Problem requirements: Return the entries below precisely, omitting nothing.

Entries shown:
Issue #8375, opened 2018-12-06
Spyder editor does not open previously opened files in a project


jhoutword:
### Issue Report Checklist

* [x] Searched the [issues page](https://github.com/spyder-ide/spyder/issues?q=is%3Aissue) for similar reports
* [x] Read the relevant sections of the [Spyder Troubleshooting Guide](https://github.com/spyder-ide/spyder/wiki/Troubleshooting-Guide-and-FAQ) and followed its advice
* [x] Reproduced the issue after updating with ``conda update spyder`` (or ``pip``, if not using Anaconda)
* [ ] Could not reproduce inside ``jupyter qtconsole`` (if console-related)
* [x] Tried basic troubleshooting (if a bug/error)
    * [x] Restarted Spyder
    * [ ] Reset preferences with ``spyder --reset``
    * [ ] Reinstalled the latest version of [Anaconda](https://www.anaconda.com/download/)
    * [ ] Tried the other applicable steps from the Troubleshooting Guide
* [x] Completed the **Problem Description**, **Steps to Reproduce** and **Version** sections below

## Problem Description
Spyder editor does not open previously opened files in a project.

At any time, I may switch between projects. I would close project A, and open project B. But if I want to return to work on project A, I find that the editor does not automatically open all the files that was opened before I closed project A the last time.

Only when I close Spyder entirely, then will the project state be saved.

### What steps reproduce the problem?

1. Install anaconda
2. Open spyder
3. Create a project with files in them. 
4. Open the project, open some saved file Z in editor. Close all other files.
5. Close project.
6. Open project again.
7. Check if file Z is opened in editor.

### What is the expected output? What do you see instead?
File Z should be opened. It is not opened.

* Spyder version: 3.3.1
* Python version: 3.5.4 64 bits
* Qt version: 5.6.2
* PyQt version: 5.6
* Operating System name/version: Windows 8.1

jnsebgosselin:
Thanks for reporting @jhoutword. I think I can reproduce this in master also. I will investigate and see if I can fix this quickly.

jnsebgosselin:
@ccordoba12 Milestone?

jnsebgosselin:
I think this was introduced here: https://github.com/spyder-ide/spyder/commit/3d7a94278f7bb5d58d35b9ff0e33e00519dfc594#diff-271b198d60769127e85929e3fcd8f61a, so in version 3.2.7.

[...]

PR #8415, opened 2018-12-11
[WIP] PR: Version Control Color coding

alexschw:
## Description of Changes
### TODO (I would need a hint)
* [ ] Color code should not be hardcoded

I added a color code for the project explorer that is responding to the version control system(vcs) and colors files accordingly.

Added = green
Changed = blue
Untracked = red
Ignored = grey

Colored Spyder

### Affirmation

Written answer:
Issue #8375, opened 2018-12-06
Spyder editor does not open previously opened files in a project


jhoutword:
### Issue Report Checklist

* [x] Searched the [issues page](https://github.com/spyder-ide/spyder/issues?q=is%3Aissue) for similar reports
* [x] Read the relevant sections of the [Spyder Troubleshooting Guide](https://github.com/spyder-ide/spyder/wiki/Troubleshooting-Guide-and-FAQ) and followed its advice
* [x] Reproduced the issue after updating with ``conda update spyder`` (or ``pip``, if not using Anaconda)
* [ ] Could not reproduce inside ``jupyter qtconsole`` (if console-related)
* [x] Tried basic troubleshooting (if a bug/error)
    * [x] Restarted Spyder
    * [ ] Reset preferences with ``spyder --reset``
    * [ ] Reinstalled the latest version of [Anaconda](https://www.anaconda.com/download/)
    * [ ] Tried the other applicable steps from the Troubleshooting Guide
* [x] Completed the **Problem Description**, **Steps to Reproduce** and **Version** sections below

## Problem Description
Spyder editor does not open previously opened files in a project.

At any time, I may switch between projects. I would close project A, and open project B. But if I want to return to work on project A, I find that the editor does not automatically open all the files that was opened before I closed project A the last time.

Only when I close Spyder entirely, then will the project state be saved.

### What steps reproduce the problem?

1. Install anaconda
2. Open spyder
3. Create a project with files in them. 
4. Open the project, open some saved file Z in editor. Close all other files.
5. Close project.
6. Open project again.
7. Check if file Z is opened in editor.

### What is the expected output? What do you see instead?
File Z should be opened. It is not opened.

* Spyder version: 3.3.1
* Python version: 3.5.4 64 bits
* Qt version: 5.6.2
* PyQt version: 5.6
* Operating System name/version: Windows 8.1

jnsebgosselin:
Thanks for reporting @jhoutword. I think I can reproduce this in master also. I will investigate and see if I can fix this quickly.

jnsebgosselin:
@ccordoba12 Milestone?

jnsebgosselin:
I think this was introduced here: https://github.com/spyder-ide/spyder/commit/3d7a94278f7bb5d58d35b9ff0e33e00519dfc594#diff-271b198d60769127e85929e3fcd8f61a, so in version 3.2.7.

[...]

PR #8415, opened 2018-12-11
[WIP] PR: Version Control Color coding

alexschw:
## Description of Changes
### TODO (I would need a hint)
* [ ] Color code should not be hardcoded

I added a color code for the project explorer that is responding to the version control system(vcs) and colors files accordingly.

Added = green
Changed = blue
Untracked = red
Ignored = grey

Colored Spyder

### Affirmation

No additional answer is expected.